Goebbels simply records in this private and unedited diary his disgust at Hitler's reactionary views on every major point of policy—restitution to the German princes, the sacredness of private property, the destruction of Bolshevism, Italy and Britain as Germany's allies, the old twenty-five-point programme still the best, and so on. “I am flabbergasted,” he writes. “What a Hitler! A reactionary! Astonishingly clumsy and unsure of himself…. Brief answer by Strasser.
Ach Gott,
can we cope with these people down here? A mere half-hour's discussion after Hitler's four-hour speech and summing-up. I cannot get a word out. I am quite flabbergasted. We drove to the station. Strasser is almost demented with rage … I feel like crying…. That was one of the greatest disappointments of my life. I can no longer believe in Hitler! This is the most terrific thing. My faith is shattered and I feel shattered.” But Goebbels' opportunism soon reasserted itself before the spectacle of Hitler's social and political success. He contented himself with shouting a slogan or two just to please Kaufmann and the Strassers.

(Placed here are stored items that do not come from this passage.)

PR #925, opened 2016-03-13
packer: Fix for linuxbrew (set XC_OS from OS::NAME)

hartzell:
This sets XC_OS from OS::NAME instead of hardcoding "darwin".  This makes things work.

This only works if I've installed the python-dev package (via apt-get on an ubuntu 14.04 Digital Ocean droplet).  Without that there's a bit of a rabbit hole that I never figured out as packer needs mercurial which needs python's header files.

### DIFF
--- a/Library/Formula/packer.rb
+++ b/Library/Formula/packer.rb
@@ -354,7 +354,7 @@ class Packer < Formula
   end
 
   def install
-    ENV["XC_OS"] = "darwin"
+    ENV["XC_OS"] = OS::NAME
     ENV["XC_ARCH"] = MacOS.prefer_64_bit? ? "amd64" : "386"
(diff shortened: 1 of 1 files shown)


rwhogg:
IIRC the preferred format for commit messages for these sorts of porting fixes is "<formula name>: Fix for Linuxbrew".

@sjackman, would you accept a PR to say that in CONTRIBUTING.md?

sjackman:
> @sjackman, would you accept a PR to say that in CONTRIBUTING.md?

Yes, absolutely. Thanks, Bob. The preferred short subject line is as above. The rest of the message can be whatever the user wants. Please include a link to http://chris.beams.io/posts/git-commit/

sjackman:
Merged. Thanks for your contribution, George!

Kaufmann confirms that Goebbels said nothing at Bamberg and that Strasser was angry because his assistant, who was by now regarded as one of their chief spokesmen, had let him down by remaining silent. In Kaufmann's view Goebbels did not speak because he was shrewdly aware that it would not be in his own best interests to do so. What impressed him about Munich was the money that Hitler seemed able to command compared with the poverty of the movement in Elberfeld. Hitler always had cars at his disposal, and Goebbels loved the attention which Hitler seemed ready to show him. And Hitler cunningly arranged for Goebbels to arrive in advance on 15th February to speak at a separate public meeting where he records that he received “considerable acclaim”. The extent, therefore, to which Goebbels let the Strassers down at Bamberg was that he did not speak up against Hitler's policy. Nevertheless, within two days Gregor Strasser had calmed down and both he and Otto received Goebbels in Berlin. Otto Strasser admits now that he has in the past exaggerated the degree of the rupture between his brother and Goebbels following Bamberg. He was originally responsible for the slogan “the treason of Bamberg” in connection with Goebbels and in his book
Hitler and I
claims that Goebbels spoke to the effect that Hitler's argument had convinced him and that Strasser was in the wrong. Goebbels himself was subsequently very content to let this apparent act of faith in Hitler stand to his credit. But in fact, he remained in constant touch with both the Strassers and Kaufmann during the ensuing days and weeks, and their intention was to have a further, more private discussion with Hitler to iron things out. “Telegram from Strasser. Must not rush things…. The suggestion being that Kaufmann, Strasser and I are to go to Hitler to have it out with him more thoroughly.” He still refers to the Munich group as political children,
politische Kinder
. But, he says: “We have the feel of history. History's children … that's us!”